Where does the word "suggested" occur in the entries below? Copy every line that has it.

+ + + + +

Issue #655, opened 2023-10-24
Cloud monitoring export reports "invalid location or region" in GAE nodejs20 


fpoppinga:
Please answer these questions before submitting a bug report.

### What version of OpenTelemetry are you using?

Excerpt from my `package.json`: 
```json
    "@google-cloud/opentelemetry-cloud-monitoring-exporter": "^0.17.0",
    "@google-cloud/opentelemetry-cloud-trace-exporter": "^2.1.0",
    "@google-cloud/opentelemetry-resource-util": "^2.1.0",
    "@opentelemetry/api": "^1.6.0",
    "@opentelemetry/core": "^1.17.1",
    "@opentelemetry/instrumentation": "^0.44.0",
    "@opentelemetry/instrumentation-express": "^0.33.2",
    "@opentelemetry/instrumentation-http": "^0.44.0",
    "@opentelemetry/instrumentation-pg": "^0.36.2",
    "@opentelemetry/resources": "^1.17.1",
    "@opentelemetry/sdk-metrics": "^1.17.1",
    "@opentelemetry/sdk-trace-base": "^1.17.1",
    "@opentelemetry/sdk-trace-node": "^1.17.1",
    "@opentelemetry/semantic-conventions": "^1.17.1",
```

### What version of Node are you using?
The app is running on the GAE app engine [standard environment](https://cloud.google.com/appengine/docs/standard/nodejs/runtime) `nodejs20`.  

### What did you do?

- Setup the cloud monitoring according to the documentation in the README.md
- observe, no metrics are reported when running in GAE standard environment
- enable `diag` logging 
- observe the error message below

### What did you expect to see?

Metrics being reported to cloud monitoring. 

### What did you see instead?

```
PeriodicExportingMetricReader: metrics export failed (error Error: Send TimeSeries failed: One or more TimeSeries could not be written: Unrecognized region or location.: gae_instance{instance_id:0037d<redacted>da5b0,version_id:20231024t093347,module_id:default,location:projects/1<redacted>5/zones/eu2} timeSeries[0]: workload.googleapis.com/order.erp_order_change_upsert{orgId:hmd})`
```

### Additional context

- Reporting metrics worked fine with a prehistoric version of opentelemetry before, but in an effort to upgrade all dependencies, metric reporting stopped working.
- I assume that this might have to do with the resource detection. We're using the `import { GcpDetectorSync } from "@google-cloud/opentelemetry-resource-util";`.

[...]

PR #715, opened 2024-05-03
fix(resource-detector): properly detect zone on AppEngine standard

aabmass:
Fixes https://github.com/GoogleCloudPlatform/opentelemetry-operations-js/issues/655

It turns out GAE standard environment's metadata server returns a zone string like `projects/myproject/zones/us15`. ut integration tests only run on AppEngine flex not standard so this wasn't caught 🙁. Here are HTTP logs I printed out from a sample app:

```json
{
  "jsonPayload": {
    "message": "gaxios metadata request",
    "responseData": "projects/<project>/zones/us15",
    "requestUrl": "http://169.254.169.254/computeMetadata/v1/instance/zone"
  },
  "resource": {
    "type": "gae_app",
    "labels": {
      "zone": "us15",
      "version_id": "20240503t222051",
      "project_id": "otel-starter-project",
      "module_id": "default"
    }
  }
}
```

I updated the tests and manually tested a sample app on GAE standard writing metrics: 
image

---
I think this bug is also affecting all other resource detectors e.g. [Go's impl that this was copied from](https://github.com/GoogleCloudPlatform/opentelemetry-operations-go/blob/bda7f022e62f4ec2c0c112a0f4485b8c89746bcd/detectors/gcp/app_engine.go#L68-L71)

### DIFF
--- a/packages/opentelemetry-resource-util/src/detector/detector.ts
+++ b/packages/opentelemetry-resource-util/src/detector/detector.ts
@@ -123,10 +123,8 @@ async function gaeResource(): Promise<Resource> {
       gae.standardAvailabilityZone(),
       gae.standardCloudRegion(),
     ]);
-    console.log('Got GAE standard zone=%s and region=%s', zone, region);
   } else {
     ({zone, region} = await gce.availabilityZoneAndRegion());
-    console.log('Got GAE flex zone=%s and region=%s', zone, region);
   }
   const [faasName, faasVersion, faasInstance] = await Promise.all([
     gae.serviceName(),
--- a/packages/opentelemetry-resource-util/src/detector/detector.ts
+++ b/packages/opentelemetry-resource-util/src/detector/detector.ts
@@ -123,8 +123,10 @@ async function gaeResource(): Promise<Resource> {
       gae.standardAvailabilityZone(),
       gae.standardCloudRegion(),
     ]);
+    console.log('Got GAE standard zone=%s and region=%s', zone, region);
   } else {
     ({zone, region} = await gce.availabilityZoneAndRegion());
+    console.log('Got GAE flex zone=%s and region=%s', zone, region);
   }
   const [faasName, faasVersion, faasInstance] = await Promise.all([
     gae.serviceName(),
--- a/packages/opentelemetry-resource-util/src/detector/gae.ts
+++ b/packages/opentelemetry-resource-util/src/detector/gae.ts
@@ -76,7 +76,9 @@ export async function flexAvailabilityZoneAndRegion(): Promise<{
  * true before calling this, or it may throw exceptions.
  */
 export async function standardAvailabilityZone(): Promise<string> {
-  return await metadata.instance<string>(ZONE_METADATA_ATTR);
+  const zone = await metadata.instance<string>(ZONE_METADATA_ATTR);
+  // zone is of the form "projects/233510669999/zones/us15"
+  return zone.slice(zone.lastIndexOf('/') + 1);
 }
 
 /**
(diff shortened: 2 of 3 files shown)


packages/opentelemetry-resource-util/src/detector/detector.ts
```diff
@@ -123,8 +123,10 @@ async function gaeResource(): Promise<Resource> {
       gae.standardAvailabilityZone(),
       gae.standardCloudRegion(),
     ]);
+    console.log('Got GAE standard zone=%s and region=%s', zone, region);
```
psx95, line 126: These were probably debug statements.

psx95:
- The [Java Resource detector implementation](https://github.com/GoogleCloudPlatform/opentelemetry-operations-java/blob/da9f22582113d93e2b23cc4ffaf42f294b03fb6b/detectors/resources-support/src/main/java/com/google/cloud/opentelemetry/detection/GoogleAppEngine.java#L44) does not seem to have this issue.

- The [Python resource detector](https://github.com/GoogleCloudPlatform/opentelemetry-operations-python/tree/main/opentelemetry-resourcedetector-gcp/src/opentelemetry/resourcedetector/gcp_resource_detector) does not seem to support GAE. Is this correct ?

psx95 (changes requested):
Nit: The `console.log` statements could be removed.

The change looks good.

packages/opentelemetry-resource-util/src/detector/detector.ts
aabmass: Oops thanks

aabmass:
> * The [Java Resource detector implementation](https://github.com/GoogleCloudPlatform/opentelemetry-operations-java/blob/da9f22582113d93e2b23cc4ffaf42f294b03fb6b/detectors/resources-support/src/main/java/com/google/cloud/opentelemetry/detection/GoogleAppEngine.java#L44) does not seem to have this issue.

I think it does have the issue. [This test](https://github.com/GoogleCloudPlatform/opentelemetry-operations-java/blob/da9f22582113d93e2b23cc4ffaf42f294b03fb6b/detectors/resources-support/src/test/java/com/google/cloud/opentelemetry/detection/GCPPlatformDetectorTest.java#L319-L320) doesn't provide the slash separated string for GAE standard and the detector just returns the zone directly

dashpole (approved):

psx95:
> > * The [Java Resource detector implementation](https://github.com/GoogleCloudPlatform/opentelemetry-operations-java/blob/da9f22582113d93e2b23cc4ffaf42f294b03fb6b/detectors/resources-support/src/main/java/com/google/cloud/opentelemetry/detection/GoogleAppEngine.java#L44) does not seem to have this issue.
> 
> I think it does have the issue. [This test](https://github.com/GoogleCloudPlatform/opentelemetry-operations-java/blob/da9f22582113d93e2b23cc4ffaf42f294b03fb6b/detectors/resources-support/src/test/java/com/google/cloud/opentelemetry/detection/GCPPlatformDetectorTest.java#L319-L320) doesn't provide the slash separated string for GAE standard and the detector just returns the zone directly

We might need to add a test to prevent regression, but going by the [implementation of `metadataConfig.getZone()`](https://github.com/GoogleCloudPlatform/opentelemetry-operations-java/blob/da9f22582113d93e2b23cc4ffaf42f294b03fb6b/detectors/resources-support/src/main/java/com/google/cloud/opentelemetry/detection/GCPMetadataConfig.java#L67), it does not look like there would be an issue as it is similar to what is being done in this fix.

psx95 (approved):

aabmass:
> We might need to add a test to prevent regression, but going by the [implementation of `metadataConfig.getZone()`](https://github.com/GoogleCloudPlatform/opentelemetry-operations-java/blob/da9f22582113d93e2b23cc4ffaf42f294b03fb6b/detectors/resources-support/src/main/java/com/google/cloud/opentelemetry/detection/GCPMetadataConfig.java#L67), it does not look like there would be an issue as it is similar to what is being done in this fix.

Here is a test update https://github.com/GoogleCloudPlatform/opentelemetry-operations-java/pull/341 thanks

PR #717, opened 2024-05-07
test: run e2e tests on GAE standard

aabmass:
The yaml is mostly copied from the Cloud Functions config which also outputs a zip file.

### DIFF
--- a/cloudbuild-e2e-gae-standard.yaml
+++ b/cloudbuild-e2e-gae-standard.yaml
@@ -1,4 +1,4 @@
-# Copyright 2021 Google LLC
+# Copyright 2024 Google LLC
 #
 # Licensed under the Apache License, Version 2.0 (the "License");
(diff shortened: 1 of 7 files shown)


cloudbuild-e2e-gae-standard.yaml
```diff
@@ -0,0 +1,53 @@
...
+
+      # create a new fake package.json in dist/ and zip it up into a source zip for GAE
+      # standard
+      cd dist
+      cp ../fake.package.json package.json
+      zip -qr appsource.zip .
+
+  # Run the test
+  - name: $_TEST_RUNNER_IMAGE
+    id: run-tests-cloud-functions
```
dashpole, line 41: update this?

aabmass: Good catch, fixed

dashpole (approved):

PR #718, opened 2024-05-07
refactor: CallCredetials creation process

psx95:
Minor refactor to incorporate a suggested improvement on composing composite ChannelCredentials in grpc-js. 

### Testing
 - `npm run start` && `npm run client` was able to successfully export traces to Google Cloud.

### DIFF
--- a/samples/otlptraceexport/src/app-grpc-export.ts
+++ b/samples/otlptraceexport/src/app-grpc-export.ts
@@ -18,7 +18,7 @@ import {rollTheDice} from './dice';
 import {NodeSDK} from '@opentelemetry/sdk-node';
 import {OTLPTraceExporter} from '@opentelemetry/exporter-trace-otlp-grpc';
 import {AuthClient, GoogleAuth} from 'google-auth-library';
-import {credentials} from '@grpc/grpc-js';
+import {CallCredentials, ChannelCredentials} from '@grpc/grpc-js';
 
 const PORT = parseInt(process.env.PORT || '8080');
 const app = express();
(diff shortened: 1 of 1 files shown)


dashpole:
I assume we can't just use https://github.com/grpc/grpc-node/blob/0ae86b13f0b3492293856be7f224fe1a4eb3432d/packages/grpc-js-xds/src/google-default-credentials.ts#L21 directly (or it isn't a dependency we want to take)?

aabmass:
> Minor refactor to incorporate a suggested improvement on composing composite ChannelCredentials in grpc-js.

Could you share a link? This looks maybe a little more complicated than the current code if they are functionally equivalent

psx95:
> I assume we can't just use https://github.com/grpc/grpc-node/blob/0ae86b13f0b3492293856be7f224fe1a4eb3432d/packages/grpc-js-xds/src/google-default-credentials.ts#L21 directly (or it isn't a dependency we want to take)?

We can use it, but we would need to add a dependency on `@grpc/grpc-js-xds`.  There's no harm in taking this dependency for this sample, but I thought sample should avoid additional dependencies if possible, as it might give a notion to the reader that the dependency is **required**, with no way around it.

aabmass:
> We can use it, but we would need to add a dependency on `@grpc/grpc-js-xds`

Reading that code, it also doesn't look like the function is re-exported from the index.ts which typically means it's not part of the public API.

samples/otlptraceexport/src/app-grpc-export.ts
```diff
@@ -33,12 +33,12 @@ async function getAuthenticatedClient(): Promise<AuthClient> {
 // Express App that exports traces via gRPC with protobuf
 async function main() {
   const authenticatedClient: AuthClient = await getAuthenticatedClient();
+  const sslCreds: ChannelCredentials = ChannelCredentials.createSsl();
 
   const sdk = new NodeSDK({
     traceExporter: new OTLPTraceExporter({
-      credentials: credentials.combineChannelCredentials(
-        credentials.createSsl(),
-        credentials.createFromGoogleCredential(authenticatedClient)
```
aabmass, line 41: IMO this is more readable and less complex, so would be my preference if they are functionally equivalent.

psx95: I can close this PR as I do not have any particular preference in this case.

PR #728, opened 2024-06-28
feat: allow setting a custom user agent and version.

kmandrika:
- [ ] Make sure to open an issue as a [bug/issue/feature](https://github.com/GoogleCloudPlatform/opentelemetry-operations-js/issues/new/choose) before writing your code!  That way we can discuss the change, evaluate designs, and agree on the general idea
- [ ] Ensure the tests and linter pass

Fixes #0

### DIFF
--- a/packages/opentelemetry-cloud-monitoring-exporter/test/instrument-snapshot.test.ts
+++ b/packages/opentelemetry-cloud-monitoring-exporter/test/instrument-snapshot.test.ts
@@ -355,12 +355,36 @@ describe('MetricExporter snapshot tests', () => {
       });
     });
   });
+
+  describe('Custom User Agent', () => {
+    it('correctly adds a custom user agent when one is specified', async () => {
+      const metric = await generateMetricsData((_, meter) => {
+        const counter = meter.createCounter('mycounter', {
+          description: 'description',
+          unit: 'unit',
+          valueType: ValueType.INT,
+        });
+        counter.add(1);
+      });
+
+      const result = await callExporter(metric, {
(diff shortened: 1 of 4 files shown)


aabmass (commented):
@kmandrika LGTM, can you just add a test?

The golden/snapshot tests in https://github.com/GoogleCloudPlatform/opentelemetry-operations-js/blob/main/packages/opentelemetry-cloud-monitoring-exporter/test/instrument-snapshot.test.ts already check the user agent. You can add another case in there or use that as an example.

The convention commits check is also failing

packages/opentelemetry-cloud-monitoring-exporter/test/instrument-snapshot.test.ts
```diff
@@ -355,12 +355,36 @@ describe('MetricExporter snapshot tests', () => {
...
 
-function callExporter(resourceMetrics: ResourceMetrics): Promise<ExportResult> {
+function callExporter(
+  resourceMetrics: ResourceMetrics,
+  userAgent?: any
+): Promise<ExportResult> {
   return new Promise(resolve => {
     const exporter = new MetricExporter({
       projectId: PROJECT_ID,
+      userAgent,
```
aabmass, line 387:
```suggestion
  exporterOptions?: ExporterOptions
): Promise<ExportResult> {
  return new Promise(resolve => {
    const exporter = new MetricExporter({
      projectId: PROJECT_ID,
      ...exporterOptions,
```

aabmass (approved):
One comment otherwise looks good

PR #770, opened 2019-03-10
fix link to Adafruit section in README.md

Runinho:
The link to the Adafruit section is broken.
In the current state, it links to `#if-you-have-an-adafruit-hat` instead of `#if-you-have-an-adafruit-hat-or-bonnet`.


hzeller:
thanks! The headline changed at some point, but looks like the link was not updated...

PR #777, opened 2019-03-19
Added a link to the Acme Systems adapter

tanzilli:
Acme Systems offers a smaller ready-to-use adapter based on Active-3 board schematic.


marcmerlin:
apologies for dropping this, I just manually merged your change and will drop this one since it conflicts

PR #785, opened 2019-03-26
MirrorPixelMapper with the ability to apply horizontal and/or vertical mirror image

yawor:
Just a simple mapper which can be used to mirror the image on the matrix horizontally and/or vertically. It defaults to a horizontal mirror, but it can be changed with an argument.
Horizontal mirror:
`--led-pixel-mapper=Mirror` or `--led-pixel-mapper=Mirror:h`
Vertical mirror:
`--led-pixel-mapper=Mirror:v`
Both directions (gives the same effect as `Rotate:180`):
`--led-pixel-mapper=Mirror:hv`

### DIFF
--- a/lib/pixel-mapper.cc
+++ b/lib/pixel-mapper.cc
@@ -90,6 +90,53 @@ private:
   int angle_;
 };
 
+class MirrorPixelMapper : public PixelMapper {
+public:
+  MirrorPixelMapper() : direction_(0) {}
+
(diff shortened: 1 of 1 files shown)


hzeller:
Oh, just seeing this. I guess I missed it back then and in the meantime, there is already a mirror option (implemented in 9a8a2c12a278117dfc959a1743e22f200f40502b ).

PR #786, opened 2019-03-26
ji/jihat

jayeye:


lib/Makefile
```diff
@@ -21,10 +21,11 @@ TARGET=librgbmatrix
 #   regular            # Following this project wiring and using these PCBs
 #   adafruit-hat       # If you have a RGB matrix HAT from Adafruit
 #   adafruit-hat-pwm   # If you have an Adafruit HAT with PWM hardware mod.
+#   ji-hat             # https://github.com/jayeye/ji/src/kicad/rpi-rgb-led-matrix-ji
 #   regular-pi1        # If you have an old Pi1 and regular didn't work.
 #   classic            # (deprecated) Classic Pi1/2/. Not used anymore.
 #   classic-pi1        # (deprecated) Classic pinout on Rasperry Pi 1
-HARDWARE_DESC?=regular
+HARDWARE_DESC?=ji-hat
```
hzeller: You probably don't want this default to be changed.

lib/hardware-mapping.c
```diff
@@ -146,6 +146,93 @@ struct HardwareMapping matrix_hardware_mappings[] = {
...
+    .p2_b1         = GPIO_BIT(7),
+    .p2_r2         = GPIO_BIT(8),
+    .p2_g2         = GPIO_BIT(6),
+    .p2_b2         = GPIO_BIT(11),
+  },
+
+  /*
+   * The mapping for JI's hat(s):
+   * https://github.com/jayeye/ji/src/kicad/rpi-rgb-led-matrix-ji
+   * The first batch of the zero adaptor had swapped G1/G2 lines.
```
hzeller: Given that this was possibly just a test-run with only you or a few other having seen the hardware, do you really want to include the buggy version of the adapter in the main rpi-rgb-led-matrix distribution ?

marcmerlin:

PR #851, opened 2019-07-16
Adds support for P10 Coreman Outdoor panels

calcinai:
This patch adds support for outdoor panels like [this one](https://www.aliexpress.com/item/32635788336.html).

The pixel mapping is as follows

Coreman Pixels

### DIFF
--- a/lib/multiplex-mappers.cc
+++ b/lib/multiplex-mappers.cc
@@ -239,6 +239,23 @@ public:
   }
 };
 
+class P10CoremanMapper : public MultiplexMapperBase {
+public:
+  P10CoremanMapper() : MultiplexMapperBase("P10CoremanMapper", 4) {}
+
+  void MapSinglePanel(int x, int y, int *matrix_x, int *matrix_y) const {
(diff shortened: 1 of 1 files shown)


calcinai:
So... I've just realised that there's already a Coerman mapper, although it doesn't work for this panel.  Do you have a suggestion for better naming?

angelogoncalve:
In the library produce by Henner Zeller for this type of panel Coreman 16x32 with scan rate 1/4 (outdoor), you can see this type of  pixel mapping is supported:


https://github.com/hzeller/rpi-rgb-led-matrix/blob/master/lib/multiplex-mappers.cc

calcinai:
@angelogoncalve I've tried all of the existing multiplexing modes, and none function correctly.  The one that's closest is actually `Kaler2Scan`.

Can you please give me some more information how I can use an existing mapper with the pixel mapping above?

hzeller:
Merged manually. Sorry for the late response.
I just kept it the name you provided - in the end it is not too critical as people will just go manually through the list until something works :)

+ + + + +

_Expected answer_
Minor refactor to incorporate a suggested improvement on composing composite ChannelCredentials in grpc-js. 
> Minor refactor to incorporate a suggested improvement on composing composite ChannelCredentials in grpc-js.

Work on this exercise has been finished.